Seit Juni 2018 gibt es mit der Antidiskriminierungsstelle der Stadt Regensburg eine erste Anlaufstelle für Personen, die Diskriminierungen jeglicher Art erfahren. Frau Petra Salameh-Zudock berät im Büro für Chancengleichheit nach den Grundsätzen des Allgemeinen Gleichbehandlungsgesetztes (AGG), ob in den geschilderten Fällen eine Diskriminierung vorliegt. Die engagierte Juristin zeigt rechtliche Möglichkeiten auf und vermittelt die Betroffenen an weitere, spezifische Beratungsstellen. Anlass zur Erschaffung der Antidiskriminierungsstelle boten konkrete Rassismuserfahrungen von Jugendlichen anderer ethnischer Herkünfte, denen der Einlass in Regensburger Diskotheken immer häufiger verwehrt wurde, während vermeintlich „deutsch“ Aussehende problemlos die Türsteher passieren konnten. Frau Salameh-Zudock schildert weitere Fälle von Rassismuserfahrungen, in denen klar ein Verstoß gegen das AGG vorliegt und die rassistische Diskriminierung offensichtlich wird. Hierzu zählt beispielsweise die Ablehnung einer Bewerbung mit Hinweis auf die „kulturelle Herkunft“ der/-s sich Bewerbenden oder die Ansprache einer Muslima im Unterricht mit: „Du da mit dem Kopftuch“. Schwieriger nachzuweisen ist die vermehrte Personenkontrolle von MigrantInnen beispielsweise in Supermärkten oder im öffentlichen Nahverkehr. Gerade die subtilen, meist nicht offen ersichtlichen Fälle von Rassismus sind es, die schwierig zu beurteilen sind. Hier ist es besonders wichtig, dass Betroffene sich die Situation – Ort, Zeitpunkt und Verlauf – notieren und mögliche ZeugInnen kontaktieren.

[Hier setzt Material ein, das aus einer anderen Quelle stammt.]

PR #7739, opened 2022-11-09
Changed Docker settings to allow Dart and Flutter websites to both run locally

atsansone:
@khanhnwin : I got both sites to build local and staged. You can checkout this PR to try the local builds, but the staged builds are:

- [Dart](https://dart--staging.web.app/)
- [Flutter](https://flutter-docs-prod.web.app/)

### DIFF
--- a/Dockerfile
+++ b/Dockerfile
@@ -97,12 +97,12 @@ RUN npm install
 COPY ./ ./
 
 # Jekyl ports
-EXPOSE 35729
+EXPOSE 35730
 EXPOSE 4002
 
 # Firebase emulator port
 # Airplay runs on :5000 by default now
-EXPOSE 5500
+EXPOSE 5502
 
 
 
--- a/Makefile
+++ b/Makefile
@@ -73,6 +73,7 @@ serve:
 		--port ${JEKYLL_SITE_PORT} \
 		--config _config.yml,_config_dev.yml \
 		--livereload \
+		--livereload_port 37530 \
 		--incremental \
 		--trace
 
--- a/docker-compose.yml
+++ b/docker-compose.yml
@@ -13,8 +13,8 @@ services:
       - JEKYLL_ENV=development
     ports:
       - "4002:4002"
-      - "35729:35729"
-      - "5500:5500"
+      - "35730:35730"
+      - "5502:5502"
     volumes:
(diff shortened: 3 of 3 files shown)


sfshaza2:
@khanhnwin, can you review?

Makefile
```diff
@@ -18,6 +18,8 @@ FLUTTER_BRANCH ?= stable
 FLUTTER_TEST_BRANCH ?= stable
 JEKYLL_SITE_HOST ?= 0.0.0.0
 JEKYLL_SITE_PORT ?= 4002
+JEKYLL_LIVERELOAD_PORT ?= 37530
+FIREBASE_EMU_PORT ?= 5502
```
khanhnwin, line 22: are we using this variable anywhere?

Dockerfile
```diff
@@ -105,12 +105,13 @@ RUN npm install
...
 
 # Jekyl ports
-EXPOSE 35729
+EXPOSE 35730
 EXPOSE 4002
 
 # Firebase emulator port
 # Airplay runs on :5000 by default now
-EXPOSE 5500
+EXPOSE 5502
```
khanhnwin, line 113: We'll want to update this port value in the [firebase.json](https://github.com/flutter/website/blob/main/firebase.json#L447)

khanhnwin:
Thanks @atsansone! Were the submodule updates an intentional change with this PR? Otherwise, just left a minor comments.

khanhnwin:
Since the submodule updated, this build is now failing because the code excerpts haven't been refreshed.

Dockerfile
atsansone: Oddly enough, I don't. When I do that, the staging build fails.

khanhnwin: I just look a deeper dive and I think this port 5502 doesn't actually need to change to run Jekyll concurrently. 5500 is used for the Firebase emulator which is only used by the link checker (testing) Do you visit port 5502 for any reason? Otherwise, we might just be able to leave this port alone.

khanhnwin (approved):

khanhnwin:
We're good to land once the build is green! I'll look more into why port 5500 is being used for a jekyll build.... Thanks @atsansone!

PR #7829, opened 2022-11-16
Tweaking the banner

sfshaza2:
Temporarily removing the job listings link.


khanhnwin (approved):

atsansone:
> Makes sense - Should we remove the link on the Dart side for now too?
> 
> This also makes me question if the jobs currently [listed in /jobs](https://docs.flutter.dev/jobs) are still available since they haven't been updated in a while? \cc @tvolkert

I would say go ahead, @parlough . I'll review and approve on Dart.

PR #7855, opened 2022-11-21
Main branch cleanup

mit-mit:
Just a bit of cleanup wrt. master vs main branch (we should avoid the former term when possible).


mit-mit:
This is very incomplete. Would be great if someone else could scrub the rest.

mit-mit:
I think it would go a long way of we replaced links like`{{site.repo.flutter}}/blob/master/` with something like `{{site.repo.flutter_blob}}`?

sfshaza2 (approved):
Very good catches, Mit! Sure, that macro would make the text more readable. Meanwhile, this is a great start.

PR #7957, opened 2022-12-19
Optimize table of contents generation

parlough:
_Description of what this PR is changing or adding, and why:_ I'm investigating areas where we can reduce local build time and since the TOC is generated twice on almost every page, this was an important area to make improvements.

The primary improvement is moving out the `{% assign toc_content = content | toc_only -%}` so jekyll_toc only only parses the content and builds the initial TOC once. 

Then the two TOCs (side vs inline) are quite different, so separates them into two different includes to avoid multiple checks.

Finally, uncomments the logic for the "Page top" button which is hidden with `display: none` in CSS anyway. This also slightly reduces built HTML size.

I've tested locally, but I **recommend verifying** the both TOCs continue to work as you expect. Side when wide screen and top of page when thinner(?) screen.

Staged (updated as of 12/19/22): https://parlough-docs-flutter-dev.web.app/

## Presubmit checklist


src/assets/js/main.js
```diff
@@ -20,15 +20,15 @@ $(function () {
...
-// TODO(chalin): Copied (& tweaked) from site-www, consider moving into site-shared
 function adjustToc() {
   // Adjustments to the jekyll-toc TOC.
 
   var tocId = '#site-toc--side';
-  var tocWrapper = $(tocId);
-  $(tocWrapper).find('.site-toc--button__page-top').click(function () {
-    $('html, body').animate({ scrollTop: 0 }, 'fast');
-  })
+  // Uncomment to enable 'page top' button
```
domesticmouse, line 27: Do you want to delete this, or is intended to be brought back in at some point?

khanhnwin: @sfshaza2 Have we ever used a back to page top button on the site? It's interesting to me that the button is hidden.

khanhnwin:
Poked around the stage site and this looks great! Thanks @parlough! I'm just going to wait for @sfshaza2 on the back to page top button.

khanhnwin (approved):

PR #7964, opened 2022-12-19
Move sidenav code and styles to repo

parlough:
_Description of what this PR is changing or adding, and why:_ I'm going to work on some fixes and optimizations to the sidenav generation (to reduce fresh build time), then later some improvements. I'd rather do them in isolation on the Flutter site for easier review and I expect the Dart and Flutter sites to diverge in sidenav behavior anyway. So this PR moves all related files from `dart-lang/site-shared` to `flutter/website`. We can always move it back (to site-shared) in the future if needed.

### DIFF
--- a/src/_includes/header.html
+++ b/src/_includes/header.html
@@ -36,7 +36,7 @@
       <div class="site-header__sheet">
         <ul class="navbar-nav">
           <div class="site-sidebar site-sidebar--header d-md-none">
-            {% include shared/sidenav-level-1.html nav=site.data.sidenav %}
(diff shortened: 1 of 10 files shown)


domesticmouse (approved):

atsansone:
**question:** @parlough would this be reversed once changes have been made or is this a permanent split?

parlough:
@atsansone It depends on what functional and style changes are made down the the road, but it is an option if we end up wanting similar behavior on the Dart site.

PR #7970, opened 2022-12-20
Remove outdated pages

jmagman:
_Description of what this PR is changing or adding, and why:_ Remove outdated pages. These listings are no longer open.

## Presubmit checklist


src/_includes/banner.html
```diff
@@ -8,9 +8,5 @@
     See how Flutter is pushing UI development at Flutter Forward;<br>
     streaming live from Kenya on January 25, 2023.
     <a href="https://flutter.dev/events/flutter-forward">Register now</a>
-    {% comment %}
-    <br>The Flutter and Dart teams are hiring.
-    <a href="https://docs.flutter.dev/jobs">Learn more</a><br>
-    {% endcomment %}
```
sfshaza2, line 14: This is already commented out, so it doesn't even show up in the HTML as a comment. I feel no need to delete it.

sfshaza2 (changes requested):
These files are not being displayed currently. Why do we need to remove them from the repo? Is it a case of people following these links and finding the pages? If so, I prefer a different solution. I would, for now, add a redirect that goes to a "we are not currently hiring." page.

jmagman:
> These files are not being displayed currently. 

I navigated to them from https://docs.flutter.dev/jobs. I guess why would we not remove them from the repository since it's source controlled and we can bring it back whenever we want?

However you want to solve this is fine, but those postings should be removed.

sfshaza2:
Closing. Replaced by PR https://github.com/flutter/website/pull/7973

jmagman:
Thanks @sfshaza2!

PR #7980, opened 2022-12-22
Remove filled job pages

parlough:
_Description of what this PR is changing or adding, and why:_ As otherwise these show up in the sitemap and search engines or other tools may surface them, causing confusion for users when they click the link and then the site redirects them to `/jobs`. This PR keeps the [`_template.md`](https://github.com/flutter/website/blob/main/src/jobs/_template.md) file for future use and the other entries can be accessed in Git history if needed.


khanhnwin:
Hey @parlough thanks for this! I was chatting with @sfshaza2 yesterday and _I think_ she wants to keep these pages around. Correct me if I'm wrong, Shams?

atsansone:
@parlough : Removing the pages may not be our best option. Can we change them to something generic, like "No open positions exist at this time", while moving the content to a hidden directory?

parlough:
@atsansone Shams already redirected all entries under /jobs to the /jobs index page which was updated to say that in https://github.com/flutter/website/commit/5c1be34c1aa690df928b756eb5d76c17cde1de55.

The goal here is to avoid confusion as these pages still show up in the sitemap but are not accessible. We could make these pages hidden and not render but the jobs are already filled and the [template](https://github.com/flutter/website/blob/main/src/jobs/_template.md) is still in the directory for future reference.

sfshaza2 (approved):
Never have I seen so much concern/confusion over so little. I am ok leaving them here, when you can't actually call them up, unless you are intent on downloading the website source. But, ok.

PR #8816, opened 2023-06-01
Add categorical headers to Resources in sidenav

parlough:
The resources category was getting overwhelmingly large and hard to visually parse, but dropdowns will hide a bunch of the content.

This aims to follow a similar design to devsite and others which have non-dropdown headers. Open to feedback on the design, layout, etc. Happy to drop this altogether as well if it seems like the wrong direction.


atsansone (approved):
@parlough : I like it, but I have to ask: Why not subheads? It would curb the content overload. I'm still willing to let it pass, though. We can always revisit it.

sfshaza2 (approved):
lgtm

parlough:
> @parlough : I like it, but I have to ask: Why not subheads? It would curb the content overload. I'm still willing to let it pass, though. We can always revisit it.

I see "Resources" as a section that you might not know what you're looking for when you open. Having headers helps with the content overload while still not hiding things too deep. 

I'm thinking it will be helpful in quite a few scenarios and see this as a good place to try it out. Similar functionality is used extensively on the Firebase docs and I quite like how it turns out.

sfshaza2:
@parlough, can we land this?

PR #8840, opened 2023-06-06
Add missing code in native iOS views of Flutter Platform Views

nvbien2000:
According to issue #28124 (https://github.com/flutter/flutter/issues/28124) and Stack Overflow question 76414194 (https://stackoverflow.com/questions/76414194), a part of Swift/Objective-C code is missing that led to nil arguments which are passed from Flutter to native. Thanks for @CameronStuartSmith with Swift code & @irohitb with Objective-C code.


leighajarett:
@cyanglaz are you able to take a look at this?

src/platform-integration/ios/platform-views.md
```diff
@@ -242,6 +246,10 @@ and the platform view provides a reference to the
                              binaryMessenger:_messenger];
 }
 
+- (NSObject<FlutterMessageCodec>*)createArgsCodec {
```
cyanglaz, line 249: This protocol method is optional. Implementing is necessary when `createWithFrame`'s `arguments` parameter is not nil. See: https://github.com/flutter/engine/blob/main/shell/platform/darwin/ios/framework/Headers/FlutterPlatformViews.h#L45-L49

We should add a comment here to explain it to avoid making people believe this method is required. How about:
// Implementing this method is only necessary when the `arguments` in `createWithFrame` is not nil.

src/platform-integration/ios/platform-views.md
```diff
@@ -112,6 +112,10 @@ class FLNativeViewFactory: NSObject, FlutterPlatformViewFactory {
             arguments: args,
             binaryMessenger: messenger)
     }
+
+    public func createArgsCodec() -> FlutterMessageCodec & NSObjectProtocol {
```
cyanglaz, line 116: Ditto with my comment on the Objective-C version.

cyanglaz (commented):
Thank you for adding this! We just need to add a little comment on the method implementation to explain that when it is necessary.

src/platform-integration/ios/platform-views.md
nvbien2000: Dear @cyanglaz , I added comment as your request.

src/platform-integration/ios/platform-views.md
nvbien2000: Dear @cyanglaz, I added comment as your request.

nvbien2000 (commented):
add comment for function createArgsCodec as Expert's request

atsansone (approved):

atsansone:
@cyanglaz : Do you approve this PR?

cyanglaz (approved):
LGTM! Thanks again!

sfshaza2 (approved):
lgtm, as per @cyanglaz. Thanks!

Oftmals jedoch, so Frau Salameh-Zudock, handle es sich auch um unabsichtliche rassistische Äußerungen von Personen, die nicht von Rassismus betroffen sind: „Ganz viel passiert unbewusst und gedankenlos. Man macht sich keine Gedanken darüber, wie Aussagen bei denjenigen ankommen, die betroffen sind“. Wird beispielsweise eine Person of Colour gefragt, woher sie komme, obwohl sie oder er in Deutschland geboren und aufgewachsen ist, so kann dies einerseits durchaus eine rassistisch motivierte Frage sein und diskriminierend und verletzend wirken. Andererseits kann die Frage in einem anderen Zusammenhang auch ein ehrliches Interesse an der anderen Person darstellen und erfreut als Aufhänger genutzt werden, um in Kontakt zu kommen. „Es muss nicht zwingend ein böser Wille hinter solchen Fragen stecken“, sondern Unwissenheit hinter der Wirkung von gewissen Aussagen. Deshalb sei es wichtig, die eigene Sprache auf mögliche rassistisch diskriminierende Wirkung zu untersuchen und eine Sensibilisierung für Rassismus im Alltag herbeizuführen.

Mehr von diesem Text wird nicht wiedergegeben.